── ENTRIES PROVIDED ──

PR #1304, opened 2021-05-12
Modifying and moving Vocab factory functions

parmeet:
This PR moves two of the factory functions for creating Vocab object out of experimental. Furthermore, it also removes unknown token argument. Issue #1305 discusses the behavior in further details.


test/experimental/test_with_asset.py
```diff
@@ -178,23 +178,22 @@ def test_glove_different_dims(self):
...
         asset_path = get_asset_path(asset_name)
-        tokenizer = basic_english_normalize()
-        jit_tokenizer = torch.jit.script(tokenizer)
-        v = build_vocab_from_text_file(asset_path, jit_tokenizer, unk_token='<new_unk>')
-        expected_itos = ['<new_unk>', "'", 'after', 'talks', '.', 'are', 'at', 'disappointed',
-                         'fears', 'federal', 'firm', 'for', 'mogul', 'n', 'newall', 'parent',
-                         'pension', 'representing', 'say', 'stricken', 't', 'they', 'turner',
-                         'unions', 'with', 'workers']
+        v = build_vocab_from_text_file(asset_path)
+        expected_itos = ['after', 'talks', "'disappointed'", 'Fears', 'Federal',
```
cpuhrsch, line 191: What happened to the  "'" in the previous expected_itos?

torchtext/csrc/vocab.cpp
```diff
@@ -356,6 +383,49 @@ Vocab _build_vocab_from_text_file(const std::string &file_path,
...
+  std::condition_variable cv;
+  std::atomic<int> thread_count(0);
+
+  // create threads
+  int64_t j = 0;
+  for (int64_t i = 0; i < num_lines; i += chunk_size) {
+    auto counter_ptr = std::make_shared<IndexDict>();
+    thread_count++;
+    at::launch([&, file_path, num_lines, chunk_size, j, i, counter_ptr]() {
+      parse_raw_text_file_chunk_using_python_tokenizer(
```
cpuhrsch, line 409: This will likely cause hefty issues because of the global interpreter lock. You can't parallelize this without multiple processes.

torchtext/vocab.py
```diff
@@ -187,6 +196,81 @@ def __prepare_scriptable__(self):
...
+        min_freq: The minimum frequency needed to include a token in the vocabulary.
+
+    Returns:
+        torchtext.vocab.Vocab: A `Vocab` object
+
+    Examples:
+        >>> #generating vocab from text file
+        >>> import io
+        >>> from torchtext.vocab import build_vocab_from_iterator
+        >>> def yield_tokens_batch(file_path):
```
cpuhrsch, line 258: Why "batch"?

test/experimental/test_with_asset.py
parmeet: Actually we changed the tokenizer to python split() function to get away with the dependency on jited tokenizer as they are only available in experimental. This changed the order and expected words for the new vocab constructed using split() function tokenizer.

torchtext/vocab.py
parmeet: We are expecting it to yield list/iterator of tokens instead of just tokens. We could potentially use yield_tokens_list if 'batch' is may be misleading?

torchtext/csrc/vocab.cpp
parmeet: Ahh great catch!

test/experimental/test_with_asset.py
parmeet: The basic_english_normalize() tokenizer/normalizer broke the 'disappointed' into "'", "disappointed" and "'" which is not the case with split()

torchtext/vocab.py
cpuhrsch: Yes, I only worry that someone might think this means "batch of sentences" whereas it's just a list of tokens for a single line.

test/experimental/test_with_asset.py
cpuhrsch: Hm, but using _build_vocab_from_text_file_using_python_tokenizer below this should work now even if it's not JIT'd right?

torchtext/experimental/vocab_factory.py
```diff
@@ -0,0 +1,68 @@
...
+
+
+def build_vocab_from_text_file(file_path: str, tokenizer: Optional[Callable] = None, min_freq: int = 1, num_cpus: int = 4) -> Vocab:
+    r"""Create a `Vocab` object from a raw text file.
+    The `file_path` can contain any raw text. This function applies a generic JITed tokenizer in
+    parallel to the text.
+
+    Args:
+        file_object: A file object to read data from.
+        tokenizer: A python callable to split input sentence into tokens. It can also be a Jited Module. By default, the function will do tokenization based on python split() function.
```
cpuhrsch, line 23: I'd add an example of this to the docstring

cpuhrsch (approved):

torchtext/csrc/vocab.cpp
```diff
@@ -356,6 +357,54 @@ Vocab _build_vocab_from_text_file(const std::string &file_path,
   return Vocab(std::move(tokens));
 }
 
+Vocab _build_vocab_from_text_file_using_python_tokenizer(
+    const std::string &file_path, const int64_t min_freq,
+    const int64_t num_cpus, py::object tokenizer) {
```
cpuhrsch, line 362: num_cpus is unused?

torchtext/experimental/vocab_factory.py
```diff
@@ -0,0 +1,68 @@
...
+        min_freq: The minimum frequency needed to include a token in the vocabulary.
+        num_cpus: the number of cpus to use when loading the vectors from file.
```
cpuhrsch, line 25: I'd add that num_cpus only applies when the tokenizer is JIT'd

test/experimental/test_with_asset.py
parmeet: Yes, now we support both JIT'd and pure Python object as tokenizers. Added corresponding tests to check it works with both the cases.

torchtext/vocab.py
parmeet: right, got you!! I just named it to yield_tokens, hopefully the doc should provide the clarify for users what we expect as input to build_vocab_from_iterator.

torchtext/csrc/vocab.cpp
parmeet: ahh my bad! will fix it before merge

PR #1319, opened 2021-06-01
Streamlining download functionality using iopath

parmeet:
This PR introduces usage of iopath in download_from_url and cleans up the function by removing redundant logic flow.


hudeven (approved):
LGTM

PR #1331, opened 2021-06-15
update docs for 0.10.0

parmeet:
Updating docs for the release candidate


versions.html
```diff
@@ -20,6 +20,9 @@ <h1> PyTorch Documentation </h1>
         <li class="toctree-l1">
           <a class="reference internal" href="master/">master (unstable)</a>
         </li>
+        <li class="toctree-l1">
+          <a class="reference internal" href="0.10.0/">v0.10.0 (release candidate)</a>
```
mthrok, line 24: Since we are very close to release, you might want to remove `stable release` label from `0.9.0` and add it to `0.10.0`. Otherwise you will have to make a separate PR.

mthrok (approved):
I could not check the content so stamping.

Note: if you use `gh-pages` as branch name (not `gh_pages`) then GitHub will set up the page and you can review it at `parmeet.github.io/text`

brianjo (approved):
This looks good. We'll check this this morning and I'll get it all set. Thanks!

brianjo:
@mattip Parmeet built out the docs for text 0.10.0 so we'll just need to fix the versions file and the symlink at launch.

PR #1332, opened 2021-06-15
fix tag build so it triggers prerequisites

mattip:
Port pytorch/vision#3998 and pytorch/vision#4053 so that adding a tag will trigger a documentation build-and-upload. The problem was that the upload depends on both the wheel and the build_docs builds, but those did not have the correct filter so they were not running.


mattip:
It would be nice to see this merged before the next tag event, to make sure the docs are now building (the last few tags did not generate docs)

mattip:
I am pretty sure this needs to be backported to the 0.10 branch

mattip:
hmm, binary_linux_wheel_py3.8 did not trigger?

malfet (approved):

parmeet:
Looks like this merge is causing build_docs to fail? https://app.circleci.com/pipelines/github/pytorch/text/3664/workflows/4a92d4fa-4cbc-46da-af5b-b5d75176acc9/jobs/116759 @malfet @mattip

malfet:
I don't think this PR could have broken anything, it just docs build has not been running for non-tagged builds. Looking into the failures now.

PR #1336, opened 2021-06-16
Update sentencepiece to v0.1.95

malfet:
Makes it compileable on M1


mthrok (approved):
Token approval. macOS bibary jobs are failing though.

parmeet:
> Token approval. macOS bibary jobs are failing though.

macOS binary on Master are failing even before (here is previous fail: https://github.com/pytorch/text/pull/1330)

PR #1329, opened 2021-06-14
remove experimental features from release branch

parmeet:
Removing experimental features from release:
- Deleted experimental folder
- Removed corresponding tests
- updated docs

PR #1339, opened 2021-06-18
fixing benchmark code

parmeet:
Fixing broken benchmark due to removal of experimental datasets (#1329) and renaming experimental vocab to new vocab as we the vocab module is already in beta phase


NicolasHug (approved):
stamping!

PR #1896, opened 2022-09-12
Turn off mask checking for torchtext which is known to have a legal mask

mikekgfb:
Summary: Turn off mask checking for torchtext which is known to have a legal mask

Reviewed By: zrphercule

Differential Revision: D39445703


Nayef211:
Closing as this was autosynced to fbsync once internal diff landed

PR #1899, opened 2022-09-13
Update doc theme to the latest

Nayef211:
- Deleting outdated docs on experimental datasets
- Update `pytorch_sphinx_theme` to latest commit
- This also updates torchtext docs with new Terms / Privacy links pointing to Linux foundation

Note we still pin the theme version so that our customization does not break randomly similar to https://github.com/pytorch/audio/pull/2679


mthrok (approved):
The intended change looks good but there are some other render issues observed.

Screen Shot 2022-09-16 at 8 08 40 AM


Follow up:
- pin versions of Sphinx-related tools ([example](https://github.com/pytorch/audio/blob/main/docs/requirements.txt#L11-L14))
- [Override CSS](https://github.com/pytorch/audio/blob/c2870b6e8b157ce34b5c9e09a1a4507726c73ef6/docs/source/_static/css/custom.css#L18-L25) so that example gallery is rendered properly.

Nayef211:
> Follow up:
> 
> * pin versions of Sphinx-related tools ([example](https://github.com/pytorch/audio/blob/main/docs/requirements.txt#L11-L14))
> * [Override CSS](https://github.com/pytorch/audio/blob/c2870b6e8b157ce34b5c9e09a1a4507726c73ef6/docs/source/_static/css/custom.css#L18-L25) so that example gallery is rendered properly.

Thanks for the feedback. Let me create a followup PR to do this.

> nit: I'd have split the PR to deletion and theme update.

I think the reason I did this in one is because @svekars mentioned the following
> To update torchtext docs to pick up this change, you need to rebuild your docs. It can be a super simple PR that just changes a word or fixes a typo under the docs/source dir. 

In hindsight, maybe the update to sphinx-theme was enough to rebuild the docs.

PR #1909, opened 2022-09-20
Add repository double-conversion support for loongarch

nmanhong:
Add warehouse double-conversion to support loongarch, which has been tested on loongarch and can be passed

### DIFF
--- a/.gitmodules
+++ b/.gitmodules
@@ -9,6 +9,7 @@
 [submodule "third_party/double-conversion"]
 	path = third_party/double-conversion
 	url = https://github.com/google/double-conversion
+	branch = main
 	ignore = dirty
 [submodule "third_party/utf8proc"]
 	path = third_party/utf8proc
--- a/.gitmodules
+++ b/.gitmodules
@@ -9,7 +9,7 @@
 [submodule "third_party/double-conversion"]
 	path = third_party/double-conversion
 	url = https://github.com/google/double-conversion
-	branch = main
+	branch = master
 	ignore = dirty
 [submodule "third_party/utf8proc"]
 	path = third_party/utf8proc


.gitmodules
```diff
@@ -9,6 +9,7 @@
 [submodule "third_party/double-conversion"]
 	path = third_party/double-conversion
 	url = https://github.com/google/double-conversion
+	branch = master
```
mthrok, line 12: Does this mean each `git submodule` will fetch the latest commit from `master` branch?
I think it is preferable to pin the commit to the current latest in this case.

mthrok (commented):
@Nayef211 @malfet Are you familiar with loongarch?
I guess this PR is safe as long as the basic double-conversion functionalities are tested on upstream.

.gitmodules
nmanhong: According to my understanding, it should not be pulled from the latest every time, but when adding submodules, a branch is specified.  it should be from the commit 256ac80956 of this branch at that time. Manually update this submodule. Maybe I don't know much about github.

joecummings: I think this should be `main` branch

Nayef211: @nmanhong I think if you want to update the submodule, you can go into the directory and run `git fetch` and `git merge` the upstream branch to update the local code. In this case the upstream branch would be the `master` branch. AFAIK this doesn't need to be specified in the `.gitmodules` file.

Nayef211:
> @Nayef211 @malfet Are you familiar with loongarch? I guess this PR is safe as long as the basic double-conversion functionalities are tested on upstream.

I'm not, but the changes aren't breaking any new CI tests. I'm okay with merging it unless you think we should get eyes from someone that's more familiar with `loongarch`

.gitmodules
Nayef211: @nmanhong I'm happy to merge this once we've removed the following line from this PR.

PR #1911, opened 2022-09-20
update documentation to reflect IMDB output

acxz:
When attempting to use the IMDB api, I got results that were different from what the docs suggested. This PR attempts to update the docs with the correct output of the IMDB api.

### DIFF
--- a/torchtext/datasets/imdb.py
+++ b/torchtext/datasets/imdb.py
@@ -82,8 +82,8 @@ def IMDB(root: str, split: Union[Tuple[str], str]):
         root: Directory where the datasets are saved. Default: os.path.expanduser('~/.torchtext/cache')
         split: split or splits to be returned. Can be a string or tuple of strings. Default: (`train`, `test`)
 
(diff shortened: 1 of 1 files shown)


Nayef211:
@acxz I think this might have been an oversight when the dataset was implemented. To be consistent with our other text classification dataset, we do want to return labels as integers. If you want to take this on, it would be as simple as adding a  `MAP_LABELS` similar to how we do it in the QNLI dataset.
https://github.com/pytorch/text/blob/fd49d42c6c90fc4b556b63227f3509292bbdba11/torchtext/datasets/qnli.py#L40

acxz:
Ah I see, I'll take a stab at this in the upcoming weekend. Thanks for the implementation pointers.

Nayef211:
@acxz lmk if you still plan on taking this on, otherwise I'm happy to submit a PR for it this week 😄

acxz:
Yeah, actually if you could take it on that would be great. Ended up traveling this weekend and this week is looking a bit busy. Thanks for that!

joecummings:
Closed in favor of #1914

PR #1914, opened 2022-09-27
Resolve inconsistency in IMDB label output

Nayef211:
## Description
- As per https://github.com/pytorch/text/pull/1911#issuecomment-1253111364, we need to update the label output to be integers instead of strings

## Testing
- `pytest test/torchtext_unittest/datasets/test_imdb.py`

Closes #1911


joecummings (approved):
lgtm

───

▶ WHAT YOU ARE ASKED TO DO: Copy out, exactly as written, the line that contains "PR #1911, opened 2022-09-20" along with every line that comes after it in the material above, and nothing else.

▶ RESPONSE TO THIS TASK:
PR #1911, opened 2022-09-20
update documentation to reflect IMDB output

acxz:
When attempting to use the IMDB api, I got results that were different from what the docs suggested. This PR attempts to update the docs with the correct output of the IMDB api.

### DIFF
--- a/torchtext/datasets/imdb.py
+++ b/torchtext/datasets/imdb.py
@@ -82,8 +82,8 @@ def IMDB(root: str, split: Union[Tuple[str], str]):
         root: Directory where the datasets are saved. Default: os.path.expanduser('~/.torchtext/cache')
         split: split or splits to be returned. Can be a string or tuple of strings. Default: (`train`, `test`)
 
(diff shortened: 1 of 1 files shown)


Nayef211:
@acxz I think this might have been an oversight when the dataset was implemented. To be consistent with our other text classification dataset, we do want to return labels as integers. If you want to take this on, it would be as simple as adding a  `MAP_LABELS` similar to how we do it in the QNLI dataset.
https://github.com/pytorch/text/blob/fd49d42c6c90fc4b556b63227f3509292bbdba11/torchtext/datasets/qnli.py#L40

acxz:
Ah I see, I'll take a stab at this in the upcoming weekend. Thanks for the implementation pointers.

Nayef211:
@acxz lmk if you still plan on taking this on, otherwise I'm happy to submit a PR for it this week 😄

acxz:
Yeah, actually if you could take it on that would be great. Ended up traveling this weekend and this week is looking a bit busy. Thanks for that!

joecummings:
Closed in favor of #1914

PR #1914, opened 2022-09-27
Resolve inconsistency in IMDB label output

Nayef211:
## Description
- As per https://github.com/pytorch/text/pull/1911#issuecomment-1253111364, we need to update the label output to be integers instead of strings

## Testing
- `pytest test/torchtext_unittest/datasets/test_imdb.py`

Closes #1911


joecummings (approved):
lgtm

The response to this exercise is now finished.